[DATA TO USE — start]

PR #493, opened 2023-02-08
feat: add logicalId validation [sc-0]

### LINKED ISSUE #487: story: Restrict logical id to alphanumeric with special characters [a-zA-Z0-9_-/#]
### Story description

We want to help our users avoid using ids prone to making mistakes, like empty spaces or tabs. I suggest using `[a-zA-Z0-9_-/#]` or simply `[\w-/#]` to make sure they have a simpler but still extensive logical ids combination. This should be a FE and a BE restriction

### Shortcut link

_No response_

### Additional resources

_No response_

nahuelon:

## Affected Components
* [x] CLI
* [ ] Create CLI
* [ ] Test
* [ ] Docs
* [ ] Examples
* [ ] Other

## Notes for the Reviewer
- Add `logicalId` validation.
- Now the `Project` construct class extends from `Construct`

> Resolves #487

## New Dependency Submission
- Important: we have to confirm all Production/Staging projects compliant with the new `logicalId` format restriction.

### DIFF
--- a/packages/cli/src/constructs/construct.ts
+++ b/packages/cli/src/constructs/construct.ts
@@ -6,12 +6,9 @@ export abstract class Construct {
   type: string
   logicalId: string
   constructor (type: string, logicalId: string) {
-    if (!/^[A-Za-z0-9_\-/#.]+$/.test(logicalId)) {
-      throw new ValidationError('The `logicalId` must includes only allowed characters [A-Za-z0-9_-/#.]')
-    }
-    Session.validateCreateConstruct(this)
     this.logicalId = logicalId
     this.type = type
+    Session.validateCreateConstruct(this)
   }
 
   ref () {
--- a/packages/cli/src/constructs/construct.ts
+++ b/packages/cli/src/constructs/construct.ts
@@ -7,7 +7,7 @@ export abstract class Construct {
   logicalId: string
   constructor (type: string, logicalId: string) {
     if (!/^[A-Za-z0-9_\-/#.]+$/.test(logicalId)) {
-      throw new ValidationError('The `logicalId` must includes only allowed characters [A-Za-z0-9_-/#]')
+      throw new ValidationError('The `logicalId` must includes only allowed characters [A-Za-z0-9_-/#.]')
     }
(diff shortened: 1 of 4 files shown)


packages/cli/src/constructs/construct.ts
```diff
@@ -1,10 +1,14 @@
 import { Session } from './project'
 import { Ref } from './ref'
+import { ValidationError } from './validator-error'
 
 export abstract class Construct {
   type: string
   logicalId: string
   constructor (type: string, logicalId: string) {
+    if (!/^[A-Za-z0-9_\-/#.]+$/.test(logicalId)) {
```
umutuzgur, line 9: Any reason to add `.` support as well? Did you find anyone using it?

umutuzgur: I just saw your comment in the issue, now I got it 👍

umutuzgur:
Could you also add it here @nahuelon https://github.com/checkly/checkly-cli/blob/main/packages/cli/src/constructs/project.ts#L35-L43?

umutuzgur:
Can we just a create helper that checks the logical id and verifies it in both classes? We can also remove project from the constructs folder as the user can't do anything with it atm

nahuelon:
@umutuzgur , we don't need a helper since the `logicalId` validation is centralized in one place (for all resource contructs including the `Project`). To remove the `project` from the constructs folder we need a small refactor.

packages/cli/src/constructs/project.ts
```diff
@@ -26,13 +26,16 @@ export class Project {
...
   }
 
+  static readonly __checklyType = 'project'
+
   /**
-   * Constructs the Email Alert Channel instance
+   * Constructs the Project instance
    *
-   * @param logicalId unique project name
+   * @param logicalId unique project identificator
```
umutuzgur, line 34: identifier

umutuzgur:
I suggested that because Project is not really a construct. However, the solution solves the problem so I'm cool with it

umutuzgur (dismissed):

umutuzgur (approved):

Issue #489, opened 2023-02-08
story: Add assertion types for api checks


umutuzgur:
### Story description

It is currently quite hard to set assertions using MaC or Terraform in that matter as well given the object is quite complex. We should add different types for different assertions and use the power of TS interfaces. Our backend should have more info about these assertion types

PR #500, opened 2023-02-09
feat: add `AssertionBuilder` to improve API check assertion usability

clample:

## Affected Components
* [x] CLI
* [ ] Create CLI
* [ ] Test
* [ ] Docs
* [ ] Examples
* [ ] Other

## Notes for the Reviewer

> Resolves https://github.com/checkly/checkly-cli/issues/489

Currently it's tricky to create API check assertions. We don't list the valid `source` and `comparison` values anywhere. It's also easy to create invalid assertions. For example, the `regex` field isn't needed when `source` is `STATUS_CODE`.

This PR introduces `AssertionBuilder`. This should make the possible assertion types more discoverable from IDE's autocomplete (see screenshot below). It also aims to avoid invalid assertion types from being created. 

It's still possible for users to use the old method of creating assertions. This is not a breaking change at all - just a new builder for `Assertion` objects.

#### Test Plan

I've updated the examples and made sure that `npx checkly test` and `npx checkly deploy` work. I've also checked that examples with the old assertion setup still work.

I'll also do a close review of the code to make sure that it matches our assertion checking logic and the assertion types already produced by webapp.

#### IDE Completion:

Screenshot 2023-02-09 at 16 11 31


tnolet:
@clample this is already awesome. Please do not update the docs in the `README.md` as I'm moving the docs to the website. Updating examples is great.

clample:
Thanks for checking it out @tnolet 👍 

I'll leave the docs untouched.

packages/cli/src/constructs/api-check.ts
```diff
@@ -2,12 +2,166 @@ import { Check, CheckProps } from './check'
...
+    return this.toAssertion(AssertionComparison.NOT_NULL)
+  }
+
+  /** @private */
+  private toAssertion (comparison: AssertionComparison, target?: string|number|boolean): Assertion {
+    return {
+      source: this.source,
+      comparison,
+      property: this.property ?? '',
+      target: target !== undefined ? target.toString() : '',
```
umutuzgur, line 161: target?.toString() ?? ''

clample: Nice, that makes sense

umutuzgur (approved):
Looks great!

clample:
I'll merge it now. I didn't see that it was approved.

PR #505, opened 2023-02-10
fix: handle missing or empty config exports [sc-0]

umutuzgur:

## Affected Components
* [x] CLI
* [ ] Create CLI
* [ ] Test
* [ ] Docs
* [ ] Examples
* [ ] Other

## Notes for the Reviewer
* Make repoUrl optional as it is not required and didn't want to add validation
* Add projectName and logicalId validations to the config

> Resolves #[498]

### DIFF
--- a/packages/cli/src/constructs/project.ts
+++ b/packages/cli/src/constructs/project.ts
@@ -16,7 +16,7 @@ export interface ProjectProps {
   /**
    * Git repository URL.
    */
-  repoUrl: string
+  repoUrl?: string
 }
 
 interface ProjectData {
@@ -28,7 +28,7 @@ interface ProjectData {
 
 export class Project extends Construct {
   name: string
-  repoUrl: string
+  repoUrl?: string
   logicalId: string
   data: ProjectData = {
     checks: {},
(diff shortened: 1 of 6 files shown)


clample:
> Resolves #[498]

I think that this could be `Resolves #498` in order to auto-link the GH issue and have it automatically close when the PR is merged.

packages/cli/src/constructs/project.ts
```diff
@@ -16,7 +16,7 @@ export interface ProjectProps {
   /**
    * Git repository URL.
    */
-  repoUrl: string
+  repoUrl?: string
```
clample, line 19: Makes sense ✅

umutuzgur:
Hmm, another weird error...

clample (approved):
Nice stuff 👍  These error messages are much nicer.

clample (approved):

packages/cli/src/services/checkly-config-loader.ts
```diff
@@ -74,6 +74,10 @@ function loadFile (file: string) {
   }
 }
 
+function isString (obj: any) {
+  return (Object.prototype.toString.call(obj) === '[object String]')
```
clample, line 78: Why doesn't `instanceof` work?

umutuzgur: Short answer, it is javascript. It doesn't consider const example = "string" as a member of the String class

PR #1419, opened 2026-07-23
Support Telegram forum topics [ship]

thebiglabasky:
## Summary

- add optional `messageThreadId` support to `TelegramAlertChannel`
- serialize it as Telegram's `message_thread_id` request parameter
- preserve the value when exporting existing Telegram alert channels to code
- retain the existing template shape when no topic is configured

## Why

This closes the CLI round-trip gap in [ENG-22](https://linear.app/checklyhq/issue/ENG-22/telegram-group-support). Without this change, exporting a topic-enabled channel and redeploying it would silently remove its topic routing.

## Validation

- focused construct and codegen tests — 3 tests passed
- ESLint on all touched files
- `pnpm --dir packages/cli pack`
- `git diff --check`

### DIFF
--- a/packages/cli/src/constructs/__tests__/telegram-alert-channel-codegen.spec.ts
+++ b/packages/cli/src/constructs/__tests__/telegram-alert-channel-codegen.spec.ts
@@ -1,0 +1,61 @@
+import { mkdtemp, readFile, rm } from 'node:fs/promises'
+import { tmpdir } from 'node:os'
+import path from 'node:path'
+
+import { afterEach, beforeEach, describe, expect, it } from 'vitest'
+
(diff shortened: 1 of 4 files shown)


thebiglabasky:
CI note: the Telegram-focused construct/codegen tests, lint, and package build pass. The remaining CLI failure is the pre-existing global `retry-project` e2e in `e2e/__tests__/test.spec.ts:312`: it expects four “Failing Check Result” lines but receives one. It failed identically on Ubuntu and Windows shard 3/4, and the isolated Ubuntu rerun reproduced it. None of this PR's four changed files touch that test or retry execution. I have left this PR scoped to ENG-22 rather than folding an unrelated retry regression into it.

[DATA TO USE — finish]

## ACTIVITY
Set out every line from the material that contains the string "characters".

## COMPLETED EXERCISE
### LINKED ISSUE #487: story: Restrict logical id to alphanumeric with special characters [a-zA-Z0-9_-/#]
-      throw new ValidationError('The `logicalId` must includes only allowed characters [A-Za-z0-9_-/#.]')
-      throw new ValidationError('The `logicalId` must includes only allowed characters [A-Za-z0-9_-/#]')
+      throw new ValidationError('The `logicalId` must includes only allowed characters [A-Za-z0-9_-/#.]')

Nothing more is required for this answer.